New-to-me, from the Digital Library of Georgia: Filling in the Blanks — Researching Georgia Photographers. “For my Georgia Photographers Documentation Project, I use many research sources, and my database now has close to 3,700 records, documenting about 2,200 photographers. One of my all-time favorite sources, the DLG’s Georgia Historic Newspapers collection allows me to search for advertisements, notices of formed or dissolved partnerships, and personal information, including obituaries on these photographers and their associates. I also find some wonderful articles about photography itself.”
University of Illinois at Chicago: Alkebuluan Merriweather (BA, 2019) launches Black Matriarch Archive . “Alumna Alkebuluan Merriweather (BA, 2019) has launched a digital platform titled Black Matriarch Archive. Black Matriarch Archive is a digital platform and archive that seeks to encourage members of the African diaspora to submit images and video documentation of black elders, whether they may be grandmothers, great-aunts, godmothers, or caregivers.” This is a project that uses Instagram as its platform. It’s early days.
Russia Beyond: INSIDE the cockpits of legendary Soviet planes (PHOTOS). “Many people dream of sitting in the cockpit of a plane. But what about the cockpit of historical aircraft? Now it’s possible even online thanks to Sasha Gentsis’ ‘Ruling the Skies’ photo project. Gentsis took some incredible shots of the inside of rare aircraft from the collection of the Central Museum of the Russian Air Force.”

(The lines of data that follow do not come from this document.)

PR #1724, opened 2026-08-28
Add a new endpoint in BlobApi to support objectstore.

asopov-here:
Handle /layers/{layer_id}/keys/{key} path.

Add tests

Relates-To: DATASDK-103

### DIFF
--- a/olp-cpp-sdk-dataservice-read/src/VersionedLayerClientImpl.h
+++ b/olp-cpp-sdk-dataservice-read/src/VersionedLayerClientImpl.h
@@ -1,5 +1,5 @@
 /*
- * Copyright (C) 2019-2024 HERE Europe B.V.
+ * Copyright (C) 2019-2026 HERE Europe B.V.
  *
  * Licensed under the Apache License, Version 2.0 (the "License");
  * you may not use this file except in compliance with the License.
@@ -30,6 +30,7 @@
 #include <olp/core/client/PendingRequests.h>
 #include <olp/core/porting/optional.h>
 #include <olp/dataservice/read/DataRequest.h>
+#include <olp/dataservice/read/KeyDataRequest.h>
 #include <olp/dataservice/read/PartitionsRequest.h>
 #include <olp/dataservice/read/PrefetchPartitionsRequest.h>
 #include <olp/dataservice/read/PrefetchTileResult.h>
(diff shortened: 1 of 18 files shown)


tests/integration/olp-cpp-sdk-dataservice-read/VersionedLayerClientTest.cpp
```diff
@@ -38,6 +38,7 @@
 #include <olp/core/porting/warning_disable.h>
 #include <olp/core/utils/Dir.h>
 #include <olp/core/utils/Url.h>
+#include <olp/dataservice/read/PrefetchTileResult.h>
```
rustam-gamidov-here: it looks unrelated to the change, same in several other files, header are changed without obvious reason

olp-cpp-sdk-dataservice-read/src/VersionedLayerClientImpl.h
```diff
@@ -66,6 +67,12 @@ class VersionedLayerClientImpl {
   virtual client::CancellableFuture<DataResponse> GetData(
       DataRequest data_request);
 
+  virtual client::CancellationToken GetDataByKey(KeyDataRequest request,
```
rustam-gamidov-here: Not sure about name, i see others are `GetData` on the other hand it may be easier to read when names are different. Better to doublecheck if there are other opinions

olp-cpp-sdk-dataservice-read/tests/VersionedLayerClientImplTest.cpp
```diff
@@ -110,6 +110,72 @@ TEST(VersionedLayerClientTest, GetData) {
...
+        .WillOnce(ReturnHttpResponse(olp::http::NetworkResponse().WithStatus(
+                                         olp::http::HttpStatusCode::OK),
+                                     "keyData"));
+
+    auto future = client.GetDataByKey(read::KeyDataRequest().WithKey("1/1/2"))
+                      .GetFuture();
+    const auto& response = future.get();
+    ASSERT_TRUE(response.IsSuccessful());
+    ASSERT_TRUE(response.GetResult() != nullptr);
+    ASSERT_EQ(7u, response.GetResult()->size());
```
rustam-gamidov-here: it may be more valuable to check for exact data if you know it
maybe there are more cases in PR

9to5 Google: Google Takeout now lets you select Photos albums for direct Flickr, OneDrive transfer. “Google Takeout has long let users export and download local copies of their data. With the Data Transfer Project, Google made it so that you could directly move an image library to a third-party service. Google Takeout now lets you select specific Photos albums to transfer.”
SeaCoastOnline: UMaine marine geologist archives change in Maine landscapes. “Every year since 1982, Joseph Kelley captured photos of the fastest deteriorating portion of Maine’s coast, located in Camp Ellis, for use in his work as a state marine geologist, and research and teaching at the University of Maine. Later this fall, the public will have the opportunity to view decades of geologic transformation captured in the images taken of the Saco-area shoreline, as well as thousands of others depicting dramatic changes in Maine’s coastal vistas.”
Humanities Commons: Passenger Pigeon Manifesto. “Even though most of our tangible cultural heritage has not been digitised yet, a process greatly hindered by the lack of resources for professionals, we could already have much to look at online. In reality, a significant portion of already digitised historical photos is not available freely to the public – despite being in the public domain. We might be able to see thumbnails or medium sized previews scattered throughout numerous online catalogs but most of the time we don’t get to see them in full quality and detail. In general, they are hidden, the memory of their existence slowly going extinct. The knowledge and efforts of these institutions are crucial in tending our cultural landscape but they cannot become prisons to our history. Instead of claiming ownership, their task is to provide unrestricted access and free use. Cultural heritage should not be accessible only for those who can afford paying for it.”